There are three different attacks

1\. Collision, which is practical (expensive but practical) for SHA-1 today,
lets somebody make two documents A and B which have the same hash. This is
only useful if you can fool people somehow into accepting document B when they
think it's document A because of the hash, for example with digital
signatures.

2\. Pre-image, which is not practical for any hashes you care about including
MD5. This lets you find the document A given the hash(A) value. This is very
niche, since obviously for large documents by the pigeon hole principle there
will be many such pre-images and it's impossible to get the "right" one, for
small inputs it can be relevant, sometimes.

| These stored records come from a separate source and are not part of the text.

PR #2234, opened 2023-11-14
[grubcfg] Don't silently ignore missing grub configuration items

### LINKED ISSUE #2233: [REGRESSION] grubcfg module fails to append missing items to the end of /etc/default/grub
**Describe the bug**
When using the grubcfg module to add items to /etc/default/grub that don't exist in the file yet, the added items are silently ignored. For instance, if doing an installation with encrypted /boot, `GRUB_ENABLE_CRYPTODISK=y` has to be set in /etc/default/grub. However, if the `GRUB_ENABLE_CRYPTODISK` option doesn't existing in the config file by default, attempting to add it with a line like `GRUB_ENABLE_CRYPTODISK: true` in the grubcfg YAML configuration file will fail silently, resulting in an installation failure when Calamares attempts to install the bootloader.

This bug is being observed in Calamares 3.3.0-alpha4 on Lubuntu Noble (24.04 development version), causing this bug in Ubuntu: https://bugs.launchpad.net/ubuntu/+source/calamares/+bug/2043301. However, the file that appears to be the source of the bug appears to be identical in git master and in Calamares 3.3.0-alpha4.

**To Reproduce**
1. Download the latest daily ISO of Lubuntu Noble from https://cdimage.ubuntu.com/lubuntu/daily-live/current/.
2. Launch the ISO in a VM with at least 15 GB of disk space.
3. Open QTerminal in the VM.
4. Run `vim /etc/calamares/modules/grubcfg.conf and verify that the contents are as follows:
```
overwrite: false
defaults:
    GRUB_ENABLE_CRYPTODISK: true
```
5. Run `vim /etc/default/grub` and verify that no `GRUB_ENABLE_CRYPTODISK` option can be seen in this file.
6. Run the installer, enabling the "Encrypt system" feature on the "Partitions" screen.
7. Start the actual installation and wait for it to finish.

**Expected behavior**
The installation should finish on the "All done" screen.

**Actual behavior**
The installation fails with an error indicating that the `grub-install` command failed. If you run `sudo vim /root/.cache/calamares/session.log` in a terminal and search for `grub-install` you will find that GRUB is complaining about the `GRUB_ENABLE_CRYPTODISK` option not being set to `y`.

**Suggested fix**
The bug here appears to be in the function `update_existing_config` in the file https://github.com/calamares/calamares/blob/calamares/src/modules/grubcfg/main.py. The function states that "Items that exist in the file will be updated and new items will be appended to the end". However, only the code that updates the existing contents are present, and there is no code that appends any remaining items to the end. I was able to solve this by opening the corresponding file in the Lubuntu filesystem (`/lib/x86_64-linux-gnu/calamares/modules/grubcfg/main.py`), and making two changes:
1. I changed the `if key in grub_config_items.keys():` block to this:
```
if key in grub_config_items.keys():
    print(f"{key}={grub_config_items[key]}")
    del grub_config_items[key]     # this line is added
```
2. Then at the bottom of the function (below the final `else: print(line)`), I added:
```
if len(grub_config_items) != 0:
    with open(default_grub, "a") as grub_file:
        for dict_key, dict_val in grub_config_items.items():
            grub_file.write(f"{dict_key}={dict_val}")
```
After making these modifications, I was then able to install Lubuntu successfully.

**Additional context**
The commit that introduced this bug appears to be https://github.com/calamares/calamares/commit/a45f6a316e6eafd3f01d6013d88d328b7199fef8.

ArrayBolt3:
Fixes https://github.com/calamares/calamares/issues/2233 using the suggested fix provided in the bug report.

### DIFF
--- a/src/modules/grubcfg/main.py
+++ b/src/modules/grubcfg/main.py
@@ -17,6 +17,7 @@ import libcalamares
 import fileinput
 import os
 import re
+import shutil
 
 import gettext
 _ = gettext.translation("calamares-python",
@@ -95,19 +96,32 @@ def update_existing_config(default_grub, grub_config_items):
     :param default_grub: The absolute path to the grub config file
     :param grub_config_items: A dict holding the key value pairs representing the items
     """
-    for line in fileinput.input(default_grub, inplace=True):
-        line = line.strip()
-        if "=" in line:
-            # This may be a key, strip the leading comment if it has one
-            key = line.lstrip("#").split("=")[0].strip()
+    
+    default_grub_orig = default_grub + ".calamares"
+    shutil.move(default_grub, default_grub_orig)
 
-            # check if this is one of the keys we care about
-            if key in grub_config_items.keys():
-                print(f"{key}={grub_config_items[key]}")
-            else:
-                print(line)
-        else:
-            print(line)
+    with open(default_grub, "w") as grub_file:
+        with open(default_grub_orig, "r") as grub_orig_file:
+            for line in grub_orig_file.readlines():
+                line = line.strip()
+                if "=" in line:
+                    # This may be a key, strip the leading comment if it has one
+                    key = line.lstrip("#").split("=")[0].strip()
+
+                    # check if this is noe of the keys we care about
+                    if key in grub_config_items.keys():
+                        print(f"{key}={grub_config_items[key]}", file=grub_file)
+                        del grub_config_items[key]
+                    else:
+                        print(line, file=grub_file)
+                else:
+                    print(line, file=grub_file)
+
+            if len(grub_config_items) != 0:
+                for dict_key, dict_val in grub_config_items.items():
+                    print(f"{dict_key}={dict_val}", file=grub_file)
+
+    os.remove(default_grub_orig)
 
 
 def modify_grub_default(partitions, root_mount_point, distributor):


dalto8:
I commented more fully in the issue but I believe the current functionality is intended unless  `always_use_defaults` is set to `true`

dalto8:
I think we should consider refactoring here instead of re-opening the file and adding the additional lines.

ArrayBolt3:
That makes sense to me. I'm not quite sure how to do that using fileinput, but I'm happy to attempt a rewrite that doesn't use fileinput and just uses normal file I/O. (I tried to find an "isLastLine" property in fileinput that would allow reliably appending to the file, but it didn't appear to exist. That being said, Python isn't exactly the language I'm the best at, so there may be ways of doing it that I've not thought of.)

dalto8:
I suspect you could detect that you were at the end of the loop and issue multiple print's in that scenario.  However, I have never tried it.  It also seems somewhat inelegant.

Probably best to just use a more traditional approach.

ArrayBolt3:
Alright, I finally got around to rewriting the patch into a more traditional and hopefully more elegant way. I tested it and it works on the latest daily of Lubuntu 24.04. Should be ready for review.

dalto8:
Thanks!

3\. Second Pre-image, likewise not practical. Given either document A or
hash(A) which you could easily determine from document A, this lets you
produce a new document A' that is different from A but hash(A') == hash(A).
This would be extremely bad, and is what you'd need to attack real world
Bittorrent from somebody else.

Often people say "pre-image" meaning strictly second pre-image, it's usually
clear from context, and a true pre-image attack as I explained above is only
rarely relevant.

Collision would only let bad guys corrupt their own purposefully constructed
collision bittorrent, which like, why? So yes, Bittorrent would only really be
in serious trouble if there was a second pre-image attack. But on the other
hand, don't use broken cryptographic primitives. Attacks only get better,
always.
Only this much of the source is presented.